Having an async API is a better model. All browsers probably bend backward to make sure that they know whether something can autoplay synchronously. I would like to make sure we have the opportunity to remove this pain in the platform. By adding asynchronous APIs to detect autoplay, we may end up in a place where no one will rely on video.play(); if (video.paused).

On top of this, the promise offers a much nicer API than what is available with the sync alternative.

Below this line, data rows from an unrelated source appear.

PR #875, opened 2019-12-06
fix: add offset to detectOverflow, run before flip and preventOverflow

atomiks:


src/modifiers/offset.js
```diff
@@ -52,6 +63,6 @@ export function offset({ state, options = {} }: ModifierArguments<Options>) {
 export default ({
   name: 'offset',
   enabled: true,
-  phase: 'main',
+  phase: 'beforeMain',
```
FezVrasta:
```suggestion
  phase: 'main',
  optionalRequires: ['detectOverflow']
```

?

PR #876, opened 2019-12-07
fix: run arrow modifier after preventOverflow

atomiks:
After a nightmarish bug hunt I found out why the arrow randomly broke after a build commit change - it was being placed before `preventOverflow`, but it relies on `preventOverflow`'s mutations to `popperOffsets` to work.

However, this uncovered a separate bug: `preventOverflow` relies on `state.elements.arrow` for its `edges` tether option, but it doesn't exist until after load. So the first load will have the arrow overflow the ref bounds if the popper is coincidentally placed in a location where that will happen, since it's being placed before `arrow`.

I'm not sure if it's possible to allow `arrow` to run before `preventOverflow` though, because it needs to know the real `popperOffsets` value that gets altered due to overflow prevention... D; so maybe the arrow element shouldn't be specified in the modifier, rather like this maybe:

```js
createPopper({
  reference,
  popper,
  arrrow,
  options: {...}
});
```

### DIFF
--- a/src/modifiers/arrow.js
+++ b/src/modifiers/arrow.js
@@ -89,4 +89,5 @@ export default ({
   phase: 'main',
   fn: arrow,
   requires: ['popperOffsets'],
+  optionallyRequires: ['preventOverflow'],
 }: Modifier<Options>);


atomiks:
Also maybe the two requires should be :

`explicitRequires`: this needs to read the modifier's data from `modifiersData` set before hand
`implicitRequires`: this relies on mutations/effects from this modifier to data e.g. `popperOffsets` running before hand

And I feel like we maybe should be using some kind of different architecture to run mutations (e.g. `preventOverflow` just directly mutates the `popperOffsets` values) so we don't get weird bugs like this that are hard to track down.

@cpearce what drives the request for a sync version?

@cpearce
Copy link
Author

cpearce commented Nov 16, 2018

canAutoplay should not affect the state of the media element.

Agreed.

One advantage is that it works well with the async play function so you can use promise chaining e.g.

video.canAutoplay()
  .then(() => video.play())
  .then(() => /* success */)
  .catch((e) => /* error */);

I think examples are a great way to discover the consequences of design choices.

Typically I see authors fallback to muted autoplay if their audible autoplay is blocked, so I think to be more representative of uses we'll see in the wild, our examples should handle being blocked and try to fallback to muted. So the example I'd give would be something like this:

      function playWithMutedPlayFallback(video) {
        return video.canAutoplay().catch((e) => {
          console.log("canAutoPlay failed with " + e.message)
          video.muted = true;
        }).then(() => video.play());
      }

      playWithMutedPlayFallback(video)
        .then(
          () => console.log("Should be playing..."),
          (e) => console.log("cannot play: " + e.message));

In the "cannot play" catch, I'd assume authors will fallback to showing a poster frame.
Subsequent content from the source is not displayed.